What to produce: Output every record below precisely as it is written.

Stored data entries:
* * * * * * *

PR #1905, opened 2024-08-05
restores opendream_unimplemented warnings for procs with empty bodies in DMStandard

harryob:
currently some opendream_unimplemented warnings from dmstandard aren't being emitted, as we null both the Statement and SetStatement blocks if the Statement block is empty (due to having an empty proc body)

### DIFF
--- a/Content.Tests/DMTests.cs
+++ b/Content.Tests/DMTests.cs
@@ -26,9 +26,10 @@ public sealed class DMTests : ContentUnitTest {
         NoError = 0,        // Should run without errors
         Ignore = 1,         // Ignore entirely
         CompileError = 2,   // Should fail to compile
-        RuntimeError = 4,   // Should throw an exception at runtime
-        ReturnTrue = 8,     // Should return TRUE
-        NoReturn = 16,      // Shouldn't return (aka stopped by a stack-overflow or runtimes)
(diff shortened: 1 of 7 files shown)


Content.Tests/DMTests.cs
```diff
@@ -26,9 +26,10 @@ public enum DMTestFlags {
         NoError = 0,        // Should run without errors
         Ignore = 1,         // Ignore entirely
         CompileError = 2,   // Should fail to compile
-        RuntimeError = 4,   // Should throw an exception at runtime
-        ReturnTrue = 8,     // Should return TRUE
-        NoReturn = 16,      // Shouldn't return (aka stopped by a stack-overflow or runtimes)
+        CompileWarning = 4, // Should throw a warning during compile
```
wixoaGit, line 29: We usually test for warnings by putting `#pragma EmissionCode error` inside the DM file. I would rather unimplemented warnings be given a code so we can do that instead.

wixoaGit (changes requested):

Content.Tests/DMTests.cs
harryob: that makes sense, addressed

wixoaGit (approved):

* * * * * * *

Response below:
PR #1905, opened 2024-08-05
restores opendream_unimplemented warnings for procs with empty bodies in DMStandard

harryob:
currently some opendream_unimplemented warnings from dmstandard aren't being emitted, as we null both the Statement and SetStatement blocks if the Statement block is empty (due to having an empty proc body)

### DIFF
--- a/Content.Tests/DMTests.cs
+++ b/Content.Tests/DMTests.cs
@@ -26,9 +26,10 @@ public sealed class DMTests : ContentUnitTest {
         NoError = 0,        // Should run without errors
         Ignore = 1,         // Ignore entirely
         CompileError = 2,   // Should fail to compile
-        RuntimeError = 4,   // Should throw an exception at runtime
-        ReturnTrue = 8,     // Should return TRUE
-        NoReturn = 16,      // Shouldn't return (aka stopped by a stack-overflow or runtimes)
(diff shortened: 1 of 7 files shown)


Content.Tests/DMTests.cs
```diff
@@ -26,9 +26,10 @@ public enum DMTestFlags {
         NoError = 0,        // Should run without errors
         Ignore = 1,         // Ignore entirely
         CompileError = 2,   // Should fail to compile
-        RuntimeError = 4,   // Should throw an exception at runtime
-        ReturnTrue = 8,     // Should return TRUE
-        NoReturn = 16,      // Shouldn't return (aka stopped by a stack-overflow or runtimes)
+        CompileWarning = 4, // Should throw a warning during compile
```
wixoaGit, line 29: We usually test for warnings by putting `#pragma EmissionCode error` inside the DM file. I would rather unimplemented warnings be given a code so we can do that instead.

wixoaGit (changes requested):

Content.Tests/DMTests.cs
harryob: that makes sense, addressed

wixoaGit (approved):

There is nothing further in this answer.